Exercise directions:
Could you print every record below exactly as written?

Records supplied:
PR #1477, opened 2023-09-13
feat: streaming blob reads over RPC

Frando:
## Description

This makes getting blobs over RPC streaming. Before we'd alloc the full blob in-memory, which of course is a no-go.

## Notes & open questions

Client API methods will be renamed in the upcoming API refactor.

## Change checklist

- [x] Self-review.
- [ ] Tests if relevant.

### DIFF
--- a/iroh/src/node.rs
+++ b/iroh/src/node.rs
@@ -27,7 +27,7 @@ use iroh_bytes::get::Stats;
 use iroh_bytes::protocol::GetRequest;
 use iroh_bytes::provider::ShareProgress;
 use iroh_bytes::util::progress::{FlumeProgressSender, IdGenerator, ProgressSender};
-use iroh_bytes::util::{RpcError, RpcResult};
+use iroh_bytes::util::RpcResult;
 use iroh_bytes::{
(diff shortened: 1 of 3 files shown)


iroh/src/node.rs
```diff
@@ -1141,29 +1146,48 @@ impl<D: BaoStore, S: DocStore, C: CollectionParser> RpcHandler<D, S, C> {
...
-                .await
-                .map_err(anyhow::Error::from)?
-                .read_to_end()
-                .await
-                .map_err(anyhow::Error::from)?;
-            Result::<_, anyhow::Error>::Ok(data)
+    fn bytes_get(
+        self,
+        req: BytesGetRequest,
+    ) -> impl Stream<Item = RpcResult<BytesGetResponse>> + Send + 'static {
```
rklaehn, line 1152: This works fine and should not be an issue in this case.

But if quic-rpc would optionally give you a sender instead of requiring a signature that returns a stream the additional channel could be avoided.

rklaehn (approved):
Looks quite reasonable...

Exercise solution:
PR #1477, opened 2023-09-13
feat: streaming blob reads over RPC

Frando:
## Description

This makes getting blobs over RPC streaming. Before we'd alloc the full blob in-memory, which of course is a no-go.

## Notes & open questions

Client API methods will be renamed in the upcoming API refactor.

## Change checklist

- [x] Self-review.
- [ ] Tests if relevant.

### DIFF
--- a/iroh/src/node.rs
+++ b/iroh/src/node.rs
@@ -27,7 +27,7 @@ use iroh_bytes::get::Stats;
 use iroh_bytes::protocol::GetRequest;
 use iroh_bytes::provider::ShareProgress;
 use iroh_bytes::util::progress::{FlumeProgressSender, IdGenerator, ProgressSender};
-use iroh_bytes::util::{RpcError, RpcResult};
+use iroh_bytes::util::RpcResult;
 use iroh_bytes::{
(diff shortened: 1 of 3 files shown)


iroh/src/node.rs
```diff
@@ -1141,29 +1146,48 @@ impl<D: BaoStore, S: DocStore, C: CollectionParser> RpcHandler<D, S, C> {
...
-                .await
-                .map_err(anyhow::Error::from)?
-                .read_to_end()
-                .await
-                .map_err(anyhow::Error::from)?;
-            Result::<_, anyhow::Error>::Ok(data)
+    fn bytes_get(
+        self,
+        req: BytesGetRequest,
+    ) -> impl Stream<Item = RpcResult<BytesGetResponse>> + Send + 'static {
```
rklaehn, line 1152: This works fine and should not be an issue in this case.

But if quic-rpc would optionally give you a sender instead of requiring a signature that returns a stream the additional channel could be avoided.

rklaehn (approved):
Looks quite reasonable...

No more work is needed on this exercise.